Segment Start: Data for this exercise

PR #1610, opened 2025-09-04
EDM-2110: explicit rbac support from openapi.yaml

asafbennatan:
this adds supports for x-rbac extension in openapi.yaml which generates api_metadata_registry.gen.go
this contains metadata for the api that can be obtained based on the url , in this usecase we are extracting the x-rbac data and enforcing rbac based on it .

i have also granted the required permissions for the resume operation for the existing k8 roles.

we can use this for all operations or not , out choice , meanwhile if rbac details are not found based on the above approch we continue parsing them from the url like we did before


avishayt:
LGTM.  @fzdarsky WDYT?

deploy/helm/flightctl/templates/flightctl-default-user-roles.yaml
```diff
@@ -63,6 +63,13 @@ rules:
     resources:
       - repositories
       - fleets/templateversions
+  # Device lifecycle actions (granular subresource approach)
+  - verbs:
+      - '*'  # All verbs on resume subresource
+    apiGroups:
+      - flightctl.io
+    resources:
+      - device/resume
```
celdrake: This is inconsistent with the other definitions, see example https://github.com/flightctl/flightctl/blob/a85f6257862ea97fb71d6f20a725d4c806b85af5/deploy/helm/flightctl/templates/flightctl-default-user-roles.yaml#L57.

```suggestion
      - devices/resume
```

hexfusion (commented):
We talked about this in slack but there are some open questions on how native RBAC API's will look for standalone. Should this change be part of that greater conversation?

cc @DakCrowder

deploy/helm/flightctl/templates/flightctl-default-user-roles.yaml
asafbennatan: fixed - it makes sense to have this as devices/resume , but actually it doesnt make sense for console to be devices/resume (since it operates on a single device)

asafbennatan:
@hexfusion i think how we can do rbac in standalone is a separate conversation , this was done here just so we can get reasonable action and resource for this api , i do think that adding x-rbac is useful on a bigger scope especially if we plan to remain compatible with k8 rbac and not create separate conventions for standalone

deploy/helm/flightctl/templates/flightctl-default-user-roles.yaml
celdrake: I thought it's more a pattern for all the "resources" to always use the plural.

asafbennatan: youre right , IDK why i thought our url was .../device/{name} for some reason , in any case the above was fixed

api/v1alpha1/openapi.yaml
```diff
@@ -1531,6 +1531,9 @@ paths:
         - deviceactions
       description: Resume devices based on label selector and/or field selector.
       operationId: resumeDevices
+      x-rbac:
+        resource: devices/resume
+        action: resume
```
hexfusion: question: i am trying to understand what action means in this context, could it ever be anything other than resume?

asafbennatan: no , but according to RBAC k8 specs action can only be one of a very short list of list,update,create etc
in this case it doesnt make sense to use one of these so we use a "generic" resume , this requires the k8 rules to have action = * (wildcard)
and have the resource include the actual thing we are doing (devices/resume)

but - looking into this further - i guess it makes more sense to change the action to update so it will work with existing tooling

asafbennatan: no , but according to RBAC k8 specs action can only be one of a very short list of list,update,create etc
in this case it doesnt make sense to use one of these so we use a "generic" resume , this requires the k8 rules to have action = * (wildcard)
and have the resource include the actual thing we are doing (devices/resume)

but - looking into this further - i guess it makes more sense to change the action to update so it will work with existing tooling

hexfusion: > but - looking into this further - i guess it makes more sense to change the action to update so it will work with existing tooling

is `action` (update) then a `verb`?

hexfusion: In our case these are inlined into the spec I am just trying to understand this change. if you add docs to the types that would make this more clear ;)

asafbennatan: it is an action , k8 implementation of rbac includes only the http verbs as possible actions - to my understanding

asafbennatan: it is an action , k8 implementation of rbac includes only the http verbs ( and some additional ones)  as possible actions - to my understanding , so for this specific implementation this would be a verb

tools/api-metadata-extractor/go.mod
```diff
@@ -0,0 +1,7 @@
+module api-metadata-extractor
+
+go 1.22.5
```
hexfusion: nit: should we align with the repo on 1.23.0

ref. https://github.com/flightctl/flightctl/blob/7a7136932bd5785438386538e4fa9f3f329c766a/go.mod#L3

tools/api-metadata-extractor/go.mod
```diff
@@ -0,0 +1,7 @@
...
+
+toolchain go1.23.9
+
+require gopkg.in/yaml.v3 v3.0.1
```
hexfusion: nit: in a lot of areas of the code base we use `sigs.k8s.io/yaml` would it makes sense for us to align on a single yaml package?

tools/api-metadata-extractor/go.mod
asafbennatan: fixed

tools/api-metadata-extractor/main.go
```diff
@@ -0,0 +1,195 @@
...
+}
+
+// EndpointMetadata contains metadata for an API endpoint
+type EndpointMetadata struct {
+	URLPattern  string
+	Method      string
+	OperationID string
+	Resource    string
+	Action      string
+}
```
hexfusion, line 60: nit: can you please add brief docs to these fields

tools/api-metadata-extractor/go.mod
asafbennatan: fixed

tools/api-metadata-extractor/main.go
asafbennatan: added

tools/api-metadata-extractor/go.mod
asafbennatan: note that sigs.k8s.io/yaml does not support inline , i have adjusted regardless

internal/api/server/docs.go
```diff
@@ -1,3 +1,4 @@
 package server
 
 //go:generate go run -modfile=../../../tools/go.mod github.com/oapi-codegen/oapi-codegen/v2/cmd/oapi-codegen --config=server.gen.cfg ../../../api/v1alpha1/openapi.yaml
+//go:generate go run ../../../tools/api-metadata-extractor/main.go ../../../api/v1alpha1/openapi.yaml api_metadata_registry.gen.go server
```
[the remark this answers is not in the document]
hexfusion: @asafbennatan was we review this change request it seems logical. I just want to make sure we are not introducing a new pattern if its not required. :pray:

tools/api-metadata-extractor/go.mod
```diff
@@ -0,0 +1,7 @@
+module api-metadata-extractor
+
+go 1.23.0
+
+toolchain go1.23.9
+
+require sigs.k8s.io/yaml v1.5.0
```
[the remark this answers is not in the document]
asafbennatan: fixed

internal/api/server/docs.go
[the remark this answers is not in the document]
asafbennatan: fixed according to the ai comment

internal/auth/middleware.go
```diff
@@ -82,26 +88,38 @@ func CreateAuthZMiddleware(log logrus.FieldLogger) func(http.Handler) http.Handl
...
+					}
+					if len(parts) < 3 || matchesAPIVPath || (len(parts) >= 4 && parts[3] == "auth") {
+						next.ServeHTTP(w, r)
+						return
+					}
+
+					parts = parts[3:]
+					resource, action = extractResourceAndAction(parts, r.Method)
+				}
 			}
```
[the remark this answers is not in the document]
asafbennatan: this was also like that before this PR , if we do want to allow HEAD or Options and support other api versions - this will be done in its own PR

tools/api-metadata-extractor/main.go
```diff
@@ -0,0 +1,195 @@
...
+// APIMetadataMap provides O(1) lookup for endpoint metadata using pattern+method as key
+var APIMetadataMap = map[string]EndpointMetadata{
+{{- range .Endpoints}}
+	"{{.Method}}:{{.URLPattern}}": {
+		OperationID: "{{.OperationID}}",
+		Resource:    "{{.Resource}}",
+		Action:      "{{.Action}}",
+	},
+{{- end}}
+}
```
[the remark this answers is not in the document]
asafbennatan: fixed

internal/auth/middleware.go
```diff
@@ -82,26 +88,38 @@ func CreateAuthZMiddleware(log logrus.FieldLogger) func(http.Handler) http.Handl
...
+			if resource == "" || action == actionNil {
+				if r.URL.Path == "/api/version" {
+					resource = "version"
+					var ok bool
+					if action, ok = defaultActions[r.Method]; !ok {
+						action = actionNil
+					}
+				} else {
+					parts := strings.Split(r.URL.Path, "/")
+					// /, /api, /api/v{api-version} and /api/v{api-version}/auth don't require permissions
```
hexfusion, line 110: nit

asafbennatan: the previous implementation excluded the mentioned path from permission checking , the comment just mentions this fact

Segment End: Data for this exercise
Segment Start: Data for this exercise

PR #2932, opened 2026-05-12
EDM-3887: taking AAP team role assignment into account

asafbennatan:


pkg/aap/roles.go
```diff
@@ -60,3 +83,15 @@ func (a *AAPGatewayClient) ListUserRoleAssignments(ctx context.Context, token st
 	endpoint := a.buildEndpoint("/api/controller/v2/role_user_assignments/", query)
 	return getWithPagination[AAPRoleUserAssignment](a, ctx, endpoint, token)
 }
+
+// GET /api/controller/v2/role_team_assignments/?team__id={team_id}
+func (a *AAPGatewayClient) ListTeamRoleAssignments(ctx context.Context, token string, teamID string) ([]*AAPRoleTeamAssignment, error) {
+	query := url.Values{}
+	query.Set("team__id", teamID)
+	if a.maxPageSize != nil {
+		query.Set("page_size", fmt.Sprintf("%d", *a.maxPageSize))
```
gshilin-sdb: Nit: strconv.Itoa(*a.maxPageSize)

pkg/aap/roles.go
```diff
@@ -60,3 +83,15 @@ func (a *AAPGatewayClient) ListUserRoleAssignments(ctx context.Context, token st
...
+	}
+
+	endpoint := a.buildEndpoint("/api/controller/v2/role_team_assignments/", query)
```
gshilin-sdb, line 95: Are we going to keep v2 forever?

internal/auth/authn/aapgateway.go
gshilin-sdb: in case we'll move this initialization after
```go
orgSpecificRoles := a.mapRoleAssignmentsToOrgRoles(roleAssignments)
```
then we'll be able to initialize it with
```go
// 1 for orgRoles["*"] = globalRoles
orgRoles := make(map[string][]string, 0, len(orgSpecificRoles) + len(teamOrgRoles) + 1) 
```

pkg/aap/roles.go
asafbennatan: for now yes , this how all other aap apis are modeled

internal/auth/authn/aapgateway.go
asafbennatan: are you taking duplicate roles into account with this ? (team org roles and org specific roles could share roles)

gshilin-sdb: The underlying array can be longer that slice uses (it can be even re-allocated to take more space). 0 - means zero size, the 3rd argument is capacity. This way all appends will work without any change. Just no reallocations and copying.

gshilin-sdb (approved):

Segment End: Data for this exercise

Work instruction -> The answer must consist of every line from the entries that holds the string "based".

Task solution ->
this contains metadata for the api that can be obtained based on the url , in this usecase we are extracting the x-rbac data and enforcing rbac based on it .
we can use this for all operations or not , out choice , meanwhile if rbac details are not found based on the above approch we continue parsing them from the url like we did before
       description: Resume devices based on label selector and/or field selector.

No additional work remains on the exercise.